DeepL has presented DeepL Agent, an office-oriented, self-driving AI assistant that aims to eliminate repetitive and time-consuming tasks. The project is in beta within DeepL AI Labs and is being tested with select clients before general deployment.
The company describes this launch as the natural evolution of its linguistic AI expertise towards an agent that can understand directions in natural language, reasoning and executing actions in the background. Managers such as Jarek Kutylowski and Stefan Mesken emphasize that the priority is to solve real challenges with a Safe and accurate AI designed for the corporate environment.
How DeepL Agent Works and How It Differs
The assistant works within the user's digital environment using virtual versions of keyboard, mouse and browser, allowing you to move between existing applications and websites without complex integrations. With this approach, you can chain steps, orchestrate workflows from start to finish and learn from every interaction to fine-tune personalization.
Although it is multilingual, its scope goes far beyond translation. Among the examples the company shares are tasks for sales (gather information and insights), finance (automate invoice processing) or location (manage translations and approvals), in addition to support to marketing and HR
The interaction is done through instructions in natural languageThe agent interprets the request, plans the steps, and executes the actions autonomously, always within the interfaces the organization already uses, which reduces friction and avoids drastic tool changes.
On the technical side, DeepL indicates that the solution relies on its own language model and, where appropriate, in external developments, with the aim of combining understanding, reasoning and action into a single agent experience.
This approach—known as Computer Using Agent (CUA)—places the product within a growing trend in the sector, where other major platforms are also exploring agents capable of using applications as a person would.

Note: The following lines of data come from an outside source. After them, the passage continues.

PR #121, opened 2023-09-29
feat(vm): Improve tracer trait

Deniallugo:
# What ❔

Changing the way, how tracers are working in VM. Try to make less calls and add more static dispatching

Tracer Api changes: 

1. Method before decoding now always empty (zk_evm don't call it) 
2. Method before cycle doesn't exist anymore
3. Method after_cycle renamed to finish_cycle and unified with should stop execution
4. Method save_results was removed 
5. All methods from ExecutionProcessing trait moved to VmTracer

Vm Changes: 
Refund tracer now dispatching statically and not dynamically 

## Checklist


mm-zk:
@Deniallugo - can you add more info in the PR description? 
which methods you are removing, what are you changing in the API

core/lib/vm/src/tracers/default_tracers.rs
```diff
@@ -222,37 +206,64 @@ impl<S: WriteStorage, H: HistoryMode> DefaultExecutionTracer<S, H> {
...
+                }
+            }
+            VmExecutionMode::Batch => {}
+        };
+        if self.validation_run_out_of_gas() {
+            return TracerExecutionStatus::Stop(TracerExecutionStopReason::Abort(
+                Halt::ValidationOutOfGas,
+            ));
+        }
+        TracerExecutionStatus::Continue
```
RomanBrodetski, line 229: this is a little hard to follow - we do `match`, don't return only in the `Batch` variabt, and then do an `if`. I think it would be cleaner with

```
match self.execution_mode {
            VmExecutionMode::OneTx if self.tx_has_been_processed() => 
                      TracerExecutionStatus::Stop(TracerExecutionStopReason::Finish)
            }
            VmExecutionMode::Bootloader if self.ret_from_the_bootloader == Some(RetOpcode::Ok) => 
                    TracerExecutionStatus::Stop(TracerExecutionStopReason::Finish);
            }
            VmExecutionMode::Batch if self.validation_run_out_of_gas() => 
TracerExecutionStatus::Stop(TracerExecutionStopReason::Abort(
                Halt::ValidationOutOfGas,
        _ => 
        TracerExecutionStatus::Continue
            
        };
```

core/lib/vm/src/tracers/traits.rs
```diff
@@ -11,16 +11,14 @@ use crate::types::outputs::VmExecutionResultAndLogs;
...
 
 /// Run tracer for collecting data during the vm execution cycles
-pub trait ExecutionProcessing<S: WriteStorage, H: HistoryMode>:
-    DynTracer<S, H> + ExecutionEndTracer<H>
-{
+pub trait VmTracer<S: WriteStorage, H: HistoryMode>: DynTracer<S, H> {
     fn initialize_tracer(&mut self, _state: &mut ZkSyncVmState<S, H>) {}
-    fn before_cycle(&mut self, _state: &mut ZkSyncVmState<S, H>) {}
-    fn after_cycle(
+    fn finish_cycle(
```
mm-zk, line 16: can you add a comment - when is this method executed? after each op code?

core/lib/vm/src/tracers/traits.rs
```diff
@@ -29,6 +27,8 @@ pub trait ExecutionProcessing<S: WriteStorage, H: HistoryMode>:
         _stop_reason: VmExecutionStopReason,
     ) {
     }
+
+    fn save_results(&mut self, _result: &VmExecutionResultAndLogs) {}
```
mm-zk, line 31: Same here - AFAIK you mentioned that you are planning to remove this one very soon, right? or does it stay?

core/lib/vm/src/tracers/refunds.rs
```diff
@@ -332,12 +332,3 @@ pub(crate) fn pubdata_published<S: WriteStorage, H: HistoryMode>(
         + l2_l1_long_messages_bytes
         + published_bytecode_bytes
 }
-
-impl<S: WriteStorage, H: HistoryMode> VmTracer<S, H> for RefundsTracer {
-    fn save_results(&mut self, result: &mut VmExecutionResultAndLogs) {
-        result.refunds = Refunds {
```
mm-zk, line 338: when is the result.refunds set now?

core/lib/vm/src/tracers/default_tracers.rs
```diff
@@ -41,6 +40,7 @@ pub(crate) struct DefaultExecutionTracer<S, H: HistoryMode> {
     in_account_validation: bool,
     final_batch_info_requested: bool,
     pub(crate) result_tracer: ResultTracer,
+    pub(crate) refund_tracer: Option<RefundsTracer>,
```
mm-zk, line 43: can you add more comment here (and explain why the RefundsTracer is needed here at all - and it cannot be simply in the list of custom tracers)

RomanBrodetski:
@Deniallugo can you please explain why the `RefundTracer` needs to be treated specially?

core/lib/vm/src/implementation/execution.rs
```diff
@@ -68,15 +73,21 @@ impl<S: WriteStorage, H: HistoryMode> Vm<S, H> {
 
         let result = tx_tracer.result_tracer.into_result();
 
-        let mut result = VmExecutionResultAndLogs {
+        let refunds = if let Some(refund_tracer) = tx_tracer.refund_tracer {
```
mm-zk, line 76: nit:
refund_tracer.map(get_refund).unwrap_or_default()

core/lib/vm/src/tracers/default_tracers.rs
montekki: The two variants can be squashed into one i think with `|`

core/lib/vm/src/tracers/traits.rs
Deniallugo: i've added comments when it's called

core/lib/vm/src/tracers/refunds.rs
Deniallugo: Now in default tracer

core/lib/vm/src/tracers/traits.rs
Deniallugo: Yeah, and i've removed it completely..

core/lib/vm/src/tracers/default_tracers.rs
Deniallugo: We have to always check `self.validation_run_out_of_gas`. Independent from execution_mode. 
Thanks for the other suggestions :) 


> The two variants can be squashed into one i think with |

Only without if..

core/lib/vm/src/tracers/traits.rs
```diff
@@ -88,10 +81,24 @@ pub enum TracerExecutionStatus {
...
+            (Self::Stop(TracerExecutionStopReason::Abort(reason)), _) => {
+                Self::Stop(TracerExecutionStopReason::Abort(reason.clone()))
+            }
+            (_, Self::Stop(TracerExecutionStopReason::Abort(reason))) => {
+                Self::Stop(TracerExecutionStopReason::Abort(reason.clone()))
+            }
+            (Self::Stop(TracerExecutionStopReason::Finish), _)
+            | (_, Self::Stop(TracerExecutionStopReason::Finish)) => {
+                Self::Stop(TracerExecutionStopReason::Finish)
+            }
```
montekki, line 101: same style for `|` would be nice

montekki (approved):

core/lib/vm/src/implementation/execution.rs
```diff
@@ -18,16 +16,16 @@ use crate::VmExecutionStopReason;
...
-        mut tracers: Vec<Box<dyn VmTracer<S, H>>>,
+        tracers: Vec<Box<dyn VmTracer<S, H>>>,
         execution_mode: VmExecutionMode,
     ) -> VmExecutionResultAndLogs {
+        let mut enable_refund_tracer = false;
         if let VmExecutionMode::OneTx = execution_mode {
-            // For correct results we have to include refunds tracer to the desired tracers
-            tracers.push(RefundsTracer::new(self.batch_env.clone()).into_boxed());
-            // Move the pointer to the next transaction
             self.bootloader_state.move_tx_to_execute_pointer();
```
perekopskiy, line 24: nit: "// Move the pointer to the next transaction" can be left

core/lib/vm/src/tracers/traits.rs
```diff
@@ -88,10 +81,22 @@ pub enum TracerExecutionStatus {
...
+        match (self, other) {
+            (Self::Continue, Self::Continue) => Self::Continue,
+            (Self::Stop(TracerExecutionStopReason::Abort(reason)), _)
+            | (_, Self::Stop(TracerExecutionStopReason::Abort(reason))) => {
+                Self::Stop(TracerExecutionStopReason::Abort(reason.clone()))
+            }
+            (Self::Stop(TracerExecutionStopReason::Finish), _)
+            | (_, Self::Stop(TracerExecutionStopReason::Finish)) => {
+                Self::Stop(TracerExecutionStopReason::Finish)
+            }
```
perekopskiy, line 99: nit: it would be cleaner if the comment and arms (and their order) were consistent.

perekopskiy (commented):
Looks really nice! Left a couple of nits

perekopskiy (approved):

montekki (approved):

core/lib/vm/src/tracers/traits.rs
```diff
@@ -88,10 +81,22 @@ pub enum TracerExecutionStatus {
...
-/// Stop the vm execution if the tracer conditions are met
-pub trait ExecutionEndTracer<H: HistoryMode> {
-    // Returns whether the vm execution should stop.
-    fn should_stop_execution(&self) -> TracerExecutionStatus {
-        TracerExecutionStatus::Continue
+impl TracerExecutionStatus {
+    /// Chose the stricter ExecutionStatus
+    /// If both statuses are Continue, then the result is Continue
+    /// If one of the statuses is Abort, then the result is Abort
+    /// If one of the statuses is Finish, then the result is Finish
```
slowli, line 88: Nit: This part of the comment looks outdated.

core/lib/vm/src/tracers/traits.rs
```diff
@@ -88,10 +81,22 @@ pub enum TracerExecutionStatus {
     Stop(TracerExecutionStopReason),
```
slowli, line 81: Would using a `Result<(), TracerExecutionStopReason>` instead of `TracerExecutionStatus` be non-idiomatic? Or is it the case that other statuses besides `Continue` and `Stop` could be added in the future?

core/lib/vm/src/tracers/traits.rs
```diff
@@ -88,10 +81,22 @@ pub enum TracerExecutionStatus {
...
-pub trait ExecutionEndTracer<H: HistoryMode> {
-    // Returns whether the vm execution should stop.
-    fn should_stop_execution(&self) -> TracerExecutionStatus {
-        TracerExecutionStatus::Continue
+impl TracerExecutionStatus {
+    /// Chose the stricter ExecutionStatus
+    /// If both statuses are Continue, then the result is Continue
+    /// If one of the statuses is Abort, then the result is Abort
+    /// If one of the statuses is Finish, then the result is Finish
+    pub fn stricter(&self, other: &Self) -> Self {
```
slowli, line 89: Nit: Couldn't `stricter` take `self` and `other` by value? IMO, this would be more idiomatic and would make cloning `reason` unnecessary.

Deniallugo: I've measured a performance and seems because it's kinda big structure the reference works better.

core/lib/vm/src/tracers/traits.rs
Deniallugo: I don't feel this right.. 
Stop is not an `Error` and `Continue` is not Ok..

core/lib/vm/src/tracers/traits.rs
Deniallugo: No..
We try to find both `Continue`, then If one of the statues abort than abort, then if one of them finish and neiter of them are abort, then it's finish..

slowli: Ah, sorry; I've misread the comment. To be really nitpicky, `Abort` and `Finish` are stop *reasons* (judging by the type name), not *statuses*.

core/lib/vm/src/tracers/default_tracers.rs
RomanBrodetski: Why? We dobn't check it now since we return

Enterprise-grade security, control, and monitoring
One of the pillars of the project is the Governance. DeepL Agent incorporates real-time monitoring of tasks, options for pause or review actions at any time and human validation mechanisms before executing sensitive steps.
In addition to safeguards for the end user, there are controls for administrators and team leaders, which can define policies, audit activity, and establish approval levels, seeking to align accuracy and traceability with the standards required by corporate environments.
The company emphasizes that the design prioritizes the quality and reliability in critical processes, with special attention to data security and transparency about what the agent is doing at all times.
This security framework is intended to facilitate adoption in organizations that need supervision and granular control, but without sacrificing efficiency and autonomy in the execution of repetitive tasks.
Availability, clients and next steps
DeepL Agent will continue in beta with pilot clients at DeepL AI Labs before its general availability in the coming months. The company, which claims to have more than 200.000 professional clients Worldwide, it positions the new agent as an ally to free up time on administrative tasks and improve productivity.
According to company communications, its customer base would include 50% of Fortune 500 companies, with names like KBC Bank or the law firm Taylor Wessing, while the details of Prices and additional plans have not been made public at this time.
The move comes amid the rise of agentic AI within the enterprise, with competitors ranging from co-piloted office suites to specialized solutions. DeepL — valued at around 2.000 million in 2024—does not contemplate an IPO in the short term, but does expand its offering beyond the linguistic field with this type of capabilities.
The company's scientific management insists that the agent has been designed to behave like a extremely efficient colleague, capable of understanding what is being asked of it and carrying it out quickly, fine-tuning its help as it accumulates context from each user's daily life.
With a proposal that combines language understanding, autonomous execution, and security controls, DeepL ensures that its new agent can fit into departments as diverse as sales, finance, or localization, while maintaining a focus on enterprise standards of accuracy and traceability.
The arrival of DeepL Agent places the company in a growing product category: a generalist assistant, multilingual and corporately controlled, which builds on existing tools and aims to reduce repetitive manual work without sacrificing visibility or governance.